[Records drawn from a dataset]

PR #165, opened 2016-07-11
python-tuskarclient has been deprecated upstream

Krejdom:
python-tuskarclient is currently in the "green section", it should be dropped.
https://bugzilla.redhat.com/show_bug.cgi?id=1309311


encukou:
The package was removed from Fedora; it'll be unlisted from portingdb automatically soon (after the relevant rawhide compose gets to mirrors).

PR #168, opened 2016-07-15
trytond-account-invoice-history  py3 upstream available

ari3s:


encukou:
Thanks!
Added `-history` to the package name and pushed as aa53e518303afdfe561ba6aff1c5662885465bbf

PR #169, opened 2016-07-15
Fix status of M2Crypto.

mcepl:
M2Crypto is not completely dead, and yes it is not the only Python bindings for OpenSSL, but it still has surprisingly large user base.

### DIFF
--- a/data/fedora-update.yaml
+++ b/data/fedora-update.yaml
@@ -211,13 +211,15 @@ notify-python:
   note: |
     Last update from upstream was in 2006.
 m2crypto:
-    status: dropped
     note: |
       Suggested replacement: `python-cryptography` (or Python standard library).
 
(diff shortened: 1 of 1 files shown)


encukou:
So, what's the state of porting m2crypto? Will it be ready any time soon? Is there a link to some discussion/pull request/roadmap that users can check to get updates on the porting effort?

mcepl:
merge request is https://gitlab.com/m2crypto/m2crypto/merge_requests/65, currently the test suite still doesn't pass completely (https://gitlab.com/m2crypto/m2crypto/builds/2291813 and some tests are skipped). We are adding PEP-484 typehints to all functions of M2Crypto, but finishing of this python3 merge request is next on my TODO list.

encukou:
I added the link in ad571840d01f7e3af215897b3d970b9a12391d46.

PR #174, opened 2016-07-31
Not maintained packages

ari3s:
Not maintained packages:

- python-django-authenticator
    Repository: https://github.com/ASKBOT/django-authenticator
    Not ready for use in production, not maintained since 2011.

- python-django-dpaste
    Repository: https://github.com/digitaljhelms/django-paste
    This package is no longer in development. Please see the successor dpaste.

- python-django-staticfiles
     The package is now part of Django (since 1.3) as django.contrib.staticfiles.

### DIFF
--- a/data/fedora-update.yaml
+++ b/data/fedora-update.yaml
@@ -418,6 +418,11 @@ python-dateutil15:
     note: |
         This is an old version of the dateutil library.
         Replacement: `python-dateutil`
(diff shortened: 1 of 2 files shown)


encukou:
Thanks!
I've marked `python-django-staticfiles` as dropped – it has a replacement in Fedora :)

» **What to produce**: Transcribe, in full, each record that appears above.

» **Result below**:
PR #165, opened 2016-07-11
python-tuskarclient has been deprecated upstream

Krejdom:
python-tuskarclient is currently in the "green section", it should be dropped.
https://bugzilla.redhat.com/show_bug.cgi?id=1309311


encukou:
The package was removed from Fedora; it'll be unlisted from portingdb automatically soon (after the relevant rawhide compose gets to mirrors).

PR #168, opened 2016-07-15
trytond-account-invoice-history  py3 upstream available

ari3s:


encukou:
Thanks!
Added `-history` to the package name and pushed as aa53e518303afdfe561ba6aff1c5662885465bbf

PR #169, opened 2016-07-15
Fix status of M2Crypto.

mcepl:
M2Crypto is not completely dead, and yes it is not the only Python bindings for OpenSSL, but it still has surprisingly large user base.

### DIFF
--- a/data/fedora-update.yaml
+++ b/data/fedora-update.yaml
@@ -211,13 +211,15 @@ notify-python:
   note: |
     Last update from upstream was in 2006.
 m2crypto:
-    status: dropped
     note: |
       Suggested replacement: `python-cryptography` (or Python standard library).
 
(diff shortened: 1 of 1 files shown)


encukou:
So, what's the state of porting m2crypto? Will it be ready any time soon? Is there a link to some discussion/pull request/roadmap that users can check to get updates on the porting effort?

mcepl:
merge request is https://gitlab.com/m2crypto/m2crypto/merge_requests/65, currently the test suite still doesn't pass completely (https://gitlab.com/m2crypto/m2crypto/builds/2291813 and some tests are skipped). We are adding PEP-484 typehints to all functions of M2Crypto, but finishing of this python3 merge request is next on my TODO list.

encukou:
I added the link in ad571840d01f7e3af215897b3d970b9a12391d46.

PR #174, opened 2016-07-31
Not maintained packages

ari3s:
Not maintained packages:

- python-django-authenticator
    Repository: https://github.com/ASKBOT/django-authenticator
    Not ready for use in production, not maintained since 2011.

- python-django-dpaste
    Repository: https://github.com/digitaljhelms/django-paste
    This package is no longer in development. Please see the successor dpaste.

- python-django-staticfiles
     The package is now part of Django (since 1.3) as django.contrib.staticfiles.

### DIFF
--- a/data/fedora-update.yaml
+++ b/data/fedora-update.yaml
@@ -418,6 +418,11 @@ python-dateutil15:
     note: |
         This is an old version of the dateutil library.
         Replacement: `python-dateutil`
(diff shortened: 1 of 2 files shown)


encukou:
Thanks!
I've marked `python-django-staticfiles` as dropped – it has a replacement in Fedora :)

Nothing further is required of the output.